Bolsonaro e Orbán em Budapeste, em fevereiro: aproximação recente entre Brasil e Hungria (Janos Kummer/Getty Images)

Europa dividida

Na esfera internacional, a guerra na Ucrânia traz ainda outra frente de discussão sobre o futuro húngaro. Orbán, que é relativamente próximo do presidente russo, Vladimir Putin, tem tentado se portar como ator “neutro”, diz o cientista político Endre Borbáth, da Universidade Livre de Berlim, na Alemanha.

Isso o coloca de forma oposta a vizinhos na Europa Central, sobretudo a Polônia, cujo partido conservador Lei e Justiça é o principal aliado político e ideológico da Hungria na região, mas onde o sentimento anti-Putin é também extremamente forte.

“Orbán não foi com outros países da região à visita a Kiev, e agora os quatro líderes do Visegrad [além da Hungria, o grupo inclui Polônia, República Tcheca e Eslováquia] cancelaram uma visita a Budapeste”, diz Borbáth.

“O que parece é que o Fidesz e Orbán têm ficado mais e mais isolados dentro da UE e da Otan”, completa ele, mas afirma que, caso Orbán seja reeleito, a tendência é que o premiê busque reviver a aliança com os vizinhos, sobretudo a Polônia.

Dentro de casa, diz Gero, do Habsburg, a mensagem é que a Hungria está disposta a demonstrar solidariedade com os refugiados ucranianos — foram mais de 300 mil no país até agora —, mas que a guerra “não é da Hungria”, o que agrada a boa parte da população.

Refugiados ucranianos rumo à Hungria, em março: Orbán tenta buscar neutralidade no conflito (Christopher Furlong/Getty Images)

O cenário político na Hungria é também tema central para os líderes da União Europeia, que há anos vêm sendo pressionados a lidar de forma mais assertiva com o caso húngaro.
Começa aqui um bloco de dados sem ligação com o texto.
PR #291, opened 2025-08-15
Immutable types v2

keyboardDrummer:
NOTE!!! Instead of reviewing, please reply to this comment: https://github.com/aws/jverify/pull/291#issuecomment-3209582207

### What was changed?
Update documentation and naming related to immutable types. Happy to take comments and undo the renaming.

### How has this been tested?
- Refactoring


docs/guide/src/immutable_types.md
```diff
@@ -1,38 +1,36 @@
-# Immutable types
+# Using 'new' in pure code
```
keyboardDrummer, line 1: I wonder whether we should even do away with the mutable and immutable terminology and just focus on records and classes, so we build more on the context that Java developers already have. The explanation then simply becomes "In pure contexts, you can only instantiate records , or classes that behave like records."

And then later: "You can't use reference equality `==` on records unless they are marked with `@Reference`, but then they can no longer be created in a pure context."

keyboardDrummer:
@robin-aws how'd you feel about replacing the terms immutable and mutable types, with pure and impure types?

- A pure type: 
  - can be created in both pure and impure contexts.
  - does not expose any non-deterministic behavior, so
    - does not support reference equality and may only declare final fields. 
    - may only inherit from pure types
- An impure type:
  - can not be created in pure contexts. 
  - supports reference equality and may declare non-final fields
  - may inherit from both pure and impure types

Mapping:
- Interface with `@Pure`: pure type
- Interface without annotation: impure type
- Record without annotation: pure type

Ao mesmo tempo, analistas afirmam que, sem um grande líder europeu pós-Merkel e com as diversas crises demandando unidade do bloco, uma briga com Orbán pode não ser o foco por ora.

“Eu não consigo enfatizar o suficiente o quanto a situação húngara é absolutamente essencial para o equilíbrio europeu”, argumenta Bárd, da Universidade da Europa Central, que tem estudado o impacto das mudanças no judiciário na relação com a UE.

“Já há casos de juízes europeus que não extraditam mais pessoas para a Polônia ou a Hungria porque não acreditam que terão um julgamento justo. Ou empresas podem temer investir porque acham que vão sempre perder um eventual processo contra o governo. Tudo isso é totalmente contra a perspectiva de um bloco de livre comércio.”

A Hungria está somente entre as 60 maiores economias do mundo, com PIB menor do que o dos próprios vizinhos da Europa Central. O comércio com o Brasil foi de apenas US$ 75 milhões em 2021. Mas é consenso que, ainda assim, o período que começa agora em Budapeste será observado com atenção em muitas partes do globo — de Brasília a Bruxelas.